Stored data:
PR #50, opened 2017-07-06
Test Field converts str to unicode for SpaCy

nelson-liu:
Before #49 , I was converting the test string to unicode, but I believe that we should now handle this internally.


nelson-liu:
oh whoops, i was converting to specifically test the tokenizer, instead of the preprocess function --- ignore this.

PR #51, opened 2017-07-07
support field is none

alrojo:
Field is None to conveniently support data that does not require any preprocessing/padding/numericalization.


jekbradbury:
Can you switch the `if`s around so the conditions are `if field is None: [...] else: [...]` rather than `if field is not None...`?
--
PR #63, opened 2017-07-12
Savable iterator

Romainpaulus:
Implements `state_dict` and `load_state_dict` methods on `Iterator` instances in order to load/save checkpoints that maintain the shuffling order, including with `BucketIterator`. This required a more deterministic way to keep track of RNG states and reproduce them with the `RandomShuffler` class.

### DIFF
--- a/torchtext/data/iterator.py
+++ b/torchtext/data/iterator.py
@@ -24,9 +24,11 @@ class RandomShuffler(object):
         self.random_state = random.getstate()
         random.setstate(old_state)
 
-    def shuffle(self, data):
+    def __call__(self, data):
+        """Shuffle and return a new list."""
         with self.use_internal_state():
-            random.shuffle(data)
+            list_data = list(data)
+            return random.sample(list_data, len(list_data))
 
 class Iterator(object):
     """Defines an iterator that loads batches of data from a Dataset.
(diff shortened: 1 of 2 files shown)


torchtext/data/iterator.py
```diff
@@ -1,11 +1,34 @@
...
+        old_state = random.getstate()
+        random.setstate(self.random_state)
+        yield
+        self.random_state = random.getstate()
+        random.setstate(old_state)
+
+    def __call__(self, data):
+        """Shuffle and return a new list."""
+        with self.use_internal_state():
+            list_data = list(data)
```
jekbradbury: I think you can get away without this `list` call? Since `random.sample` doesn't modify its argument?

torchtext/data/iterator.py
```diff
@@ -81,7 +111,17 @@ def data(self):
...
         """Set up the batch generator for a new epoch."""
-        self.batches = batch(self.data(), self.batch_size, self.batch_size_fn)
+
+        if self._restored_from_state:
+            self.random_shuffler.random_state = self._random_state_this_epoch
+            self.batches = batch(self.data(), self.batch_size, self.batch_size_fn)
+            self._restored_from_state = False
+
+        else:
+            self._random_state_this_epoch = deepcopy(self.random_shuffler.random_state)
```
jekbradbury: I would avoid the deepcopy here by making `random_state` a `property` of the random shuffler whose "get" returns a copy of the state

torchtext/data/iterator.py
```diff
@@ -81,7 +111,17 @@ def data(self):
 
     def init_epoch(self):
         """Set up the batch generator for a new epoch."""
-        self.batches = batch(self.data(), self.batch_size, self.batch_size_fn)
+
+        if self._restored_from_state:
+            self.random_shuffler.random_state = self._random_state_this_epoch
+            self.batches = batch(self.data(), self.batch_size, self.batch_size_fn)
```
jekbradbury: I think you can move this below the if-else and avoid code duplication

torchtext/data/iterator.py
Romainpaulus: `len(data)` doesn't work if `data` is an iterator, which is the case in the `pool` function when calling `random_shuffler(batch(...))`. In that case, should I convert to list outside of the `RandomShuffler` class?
--
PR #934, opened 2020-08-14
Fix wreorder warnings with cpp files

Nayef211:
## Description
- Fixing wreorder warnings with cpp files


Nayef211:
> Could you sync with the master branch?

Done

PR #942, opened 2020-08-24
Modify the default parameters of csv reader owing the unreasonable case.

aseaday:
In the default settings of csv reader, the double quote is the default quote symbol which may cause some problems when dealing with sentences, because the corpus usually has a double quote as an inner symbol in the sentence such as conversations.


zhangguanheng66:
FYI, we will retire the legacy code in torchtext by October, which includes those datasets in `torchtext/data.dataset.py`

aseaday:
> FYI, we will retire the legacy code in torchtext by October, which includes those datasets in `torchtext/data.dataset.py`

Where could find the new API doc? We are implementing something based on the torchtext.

EXERCISE DESCRIPTION
How many of the lines in the data above carry the word "those"? Say the number and nothing else.

REPLY TO THE TASK
2